**Information provided:**
PR #2848, opened 2024-03-26
Move buf alpha sdk to buf registry sdk

bufdev:
Newlines also added when printing out the versions.


bufdev:
A few TODOS:

- Discuss changing from `FOO-version` to `version FOO`.
- Add to changelog.

private/buf/bufcli/flags_args.go
```diff
@@ -277,11 +277,11 @@ func PackageVersionLongDescription(registryName, commandName, examplePlugin stri
 Examples:
 
 Get the version of the eliza module and the %s plugin for use with %s.
-    $ buf alpha sdk %s --module=buf.build/connectrpc/eliza --plugin=%s
+    $ buf registry sdk %s --module=buf.build/connectrpc/eliza --plugin=%s
         v1.7.0-20230609151053-e682db0d9918.1
 
 Use a specific module version and plugin version.
-    $ buf alpha sdk %s --module=buf.build/connectrpc/eliza:233fca715f49425581ec0a1b660be886 --plugin=%s:v1.0.0
+    $ buf registry sdk %s --module=buf.build/connectrpc/eliza:233fca715f49425581ec0a1b660be886 --plugin=%s:v1.0.0
```
pkwarren, line 284: If we want the examples to be realistic, we'd want to pass down a plugin version here too as not every plugin has a v1.0.0 release.

private/buf/cmd/buf/buf.go
```diff
@@ -170,6 +170,17 @@ func NewRootCommand(name string) *appcmd.Command {
...
 					registrycc.NewCommand("cc", builder, ``, false),
+					{
+						Use:   "sdk",
+						Short: "Manage Generated SDKs",
+						SubCommands: []*appcmd.Command{
+							goversion.NewCommand("go-version", builder),
+							mavenversion.NewCommand("maven-version", builder),
+							npmversion.NewCommand("npm-version", builder),
+							swiftversion.NewCommand("swift-version", builder),
+							pythonversion.NewCommand("python-version", builder),
```
pkwarren, line 181: Having separate largely identical commands doesn't seem great long term. Ideally to support a new SDK, we'd just allow a new value for `registry` and not have to define a new command.

I checked all the implementations and they are all identical except for the example plugin shown (sometimes with an invalid version as mentioned in previous comment) and the swift CLI takes a `appext.SubCommandBuilder` instead of an `appext.Builder` like all the other ones.

mfridman: To answer your question, I think yes, the versioning scheme depends on the registry type and we want the flexibility for this to change across SDK implementations.

But, as a user, it's quite nice to have a single command because the shape of the response is the same between all of them. They all return a version whose schema may or may not change depending on the plugin's registry type. I agree @pkwarren's proposal to collapse these.

If we add a `--registry-type=npm,go,maven` and make it mandatory then at least it's clear which version output you'll get, although it's a bit redundant since a plugin technically has this information.

mfridman: The server knows whether a plugin is "generated SDK compatible", so for most users it should be sufficient to:

```
buf registry sdk version --plugin=protocolbuffers/go:v1.30.0 --module=bufbuild/buf:latest
```

and get back a version, or an error saying "This plugin is incompatible with generated sdks".

In the JSON payload, we could also return a "registry type" if users wanted to programmatically parse the versioning schema based on the response.

I think simplifying this makes it easier for users to grok and us to maintain?

private/buf/cmd/buf/command/registry/sdk/version/version.go
```diff
@@ -0,0 +1,225 @@
...
+		moduleRef.ModuleFullName().Registry(),
+		registryv1alpha1connect.NewResolveServiceClient,
+	)
+	getLatestCuratedPluginResponse, err := pluginCurationServiceClient.GetLatestCuratedPlugin(
+		ctx,
+		connect.NewRequest(
+			&registryv1alpha1.GetLatestCuratedPluginRequest{
+				Owner:   pluginIdentity.Owner(),
+				Name:    pluginIdentity.Plugin(),
+				Version: pluginVersion,
```
mfridman, line 124: @pkwarren on second thought, I don't think we should support the revision here. Given an explicit version we should always return the latest revision no matter what. WDYT?

mfridman (approved):

private/buf/cmd/buf/command/registry/sdk/version/version.go
pkwarren: In the API or in this command? I looked some more and getting the plugin revision would be more complex if we wanted to support it in this command. We explicitly broke it out into a separate yaml field so that users would get the latest revision.

I don't mind it in the API - the UI has a drop down for revision and may need to display different data based on the revision.

mfridman: Sorry, I meant in this command. I thought you mentioned wanting to support revision, and my only comment was to advise against it specifically in this command.

pkwarren: Agree - I don't think we should support it here.

CHANGELOG.md
```diff
@@ -14,6 +14,7 @@
 - Move `buf mod {clear-cache,cc}` to `buf registry cc`. `buf mod {clear-cache,cc}` is now deprecated.
 - Deprecate `buf mod open`.
 - Delete `buf beta migrate-v1beta1`.
+- Promote `buf alpha sdk <go-version|maven-version|npm-version|swift-version|python-version>` to `buf registry sdk version`.
```
bufdev, line 17: Just say "Add `buf registry sdk version` to get the version of a Generated SDK for a module and plugin." or the like. As far as users are concerned, `alpha` doesn't exist, and we don't support it, so I wouldn't think of this as a promotion.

**Exercise details:**
Lines with the word "implementations" in them should be copied from the preceding records.

**Problem solution:**
I checked all the implementations and they are all identical except for the example plugin shown (sometimes with an invalid version as mentioned in previous comment) and the swift CLI takes a `appext.SubCommandBuilder` instead of an `appext.Builder` like all the other ones.
mfridman: To answer your question, I think yes, the versioning scheme depends on the registry type and we want the flexibility for this to change across SDK implementations.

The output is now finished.